Module 3 : Basics of Queueing(M/M/- Type Queues)

Lecture 1 : Kendall's Notation, Little's Result, PASTA, M/M/1/∞ Queue

ueues with Poisson Arrivals and Exponentially Distributed Service Times

This module discusses queues where the arrival process can be described as a Poisson process (i.e. with exponentially distributed random inter-arrival times) and where the service time durations are also random variables with exponential distributions.

The memory-less property of the exponential distribution makes these queues easy to analyze. Just as we did in Module 2, the analysis of these queues at equilibrium may be done by using their state transition diagram with the state represented by the number in the system.
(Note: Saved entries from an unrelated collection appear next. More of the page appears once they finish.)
PR #104, opened 2020-12-21
pcwconfig: before fallback to default lookup in feature section

asmorodskyi:
This was overlooked during refactoring.
Initial idea was to have such order :
1. <feature>.namespace.<namespace>/providers
2. <feature>/providers
3. [ec2,gce,azure]
Due to mistake second option was not included
in original refactoring PR. This tiny patch
fixing that.

### DIFF
--- a/webui/settings.py
+++ b/webui/settings.py
@@ -247,7 +247,7 @@ class PCWConfig():
     @staticmethod
     def get_providers_for(feature: str, namespace: str):
         return ConfigFile().getList('{}.namespace.{}/providers'.format(feature, namespace),
-                                    ['ec2', 'azure', 'gce'])
+                                    ConfigFile().getList('{}/providers'.format(feature), ['ec2', 'azure', 'gce']))
 
     @staticmethod
     def has(setting: str) -> bool:


webui/settings.py
```diff
@@ -247,7 +247,7 @@ def get_namespaces_for(feature: str) -> list:
     @staticmethod
     def get_providers_for(feature: str, namespace: str):
         return ConfigFile().getList('{}.namespace.{}/providers'.format(feature, namespace),
-                                    ['ec2', 'azure', 'gce'])
+                                    ConfigFile().getList('{}/providers'.format(feature), ['ec2', 'azure', 'gce']))
```
b10n1k, line 250: This seems like it should be just `'{}/providers'.format(feature)` as parameter inside the `ConfigFile().getList` but you call it again the `getList`. i havent checked how the implementation is for `getList` but if this is above is indented maybe the getList could be refactored.

b10n1k (changes requested):
def getList(self, config_path: str, default: list = []) -> list:
 `getList` looks it takes two args here. do i miss something?

webui/settings.py
asmorodskyi: yeah looks like you not getting the purpose . please read commit message of this PR and implementation of getList . in case you will still concerns after this I can try to explain ...

grisu48 (approved):
LGTM!

webui/settings.py
b10n1k: i think i have. but to be honest i found it confusing. it is kinda of if...elif..else but kinda hidden. Anyway i am taking back the request for change but i have one last observation

if i get it right this line                     
`raise LookupError('Missing attribute {} in file {}'.format(config_path, self.filename))` 
is never evaluated. is that ok? Do we care if this list will not found in the config?

asmorodskyi: no we don't , in such case we return **all** providers . exception which you mention is for more generic cases

PR #105, opened 2020-12-22
ec2: add cleanup for VPC

asmorodskyi:


ocw/lib/EC2.py
```diff
@@ -216,6 +218,105 @@ def cleanup_all(self):
...
+                    return False
+            self.log_info('{} has no associated instances. Initializing cleanup of it', vpcId)
+            for gw in vpc.internet_gateways.all():
+                if self.dry_run:
+                    self.log_info('{} will be not deleted due to dry_run mode', gw)
+                else:
+                    self.log_info('Deleting {}', gw)
+                    vpc.detach_internet_gateway(InternetGatewayId=gw.id)
+                    gw.delete()
+            # delete all route table's
```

Solving the balance equations with the appropriate normalization condition would then lead to the desired equilibrium state probabilities.

We start this module by introducing a useful notation which allows a compact representation for the queue. This is known as Kendall's Notation for queues and is given in the next slide.

Kendall's Notation for Queues

This is a shorthand notation of the type A/B/C/D/E where A, B, C, D, E describe the queue. This notation may be easily applied to cover a large number of simple queueing scenarios. The various standard meanings associated with each of these letters are summarized below.

Kendall's Notation for Queues

A/B/C/D/E

A represents the Inter-arrival Time distribution

B represents the Service Time distribution

C gives the Number of Servers in the queue

D gives the Maximum Number of jobs that can be there in the system counting both those who are waiting and the ones in service). If this is not given then the default value of infinity (∞) is assumed implying that the queue has an infinite number of waiting positions

E represents the Queueing Discipline that is followed. The typical ones are First Come First Served (FCFS), Last Come First Served (LCFS), Service in Random Order (SIRO) etc.. If this is not given then the default queueing discipline of FCFS is assumed.

 

Example: M/M/1 or M/M/1/∞

Single server queue with Poisson arrivals, exponentially distributed service times and infinite number of waiting positions .

Note that exponentially distributed inter-arrival times imply a Poisson arrival process. Since the service discipline is not specified, FCFS service is assumed.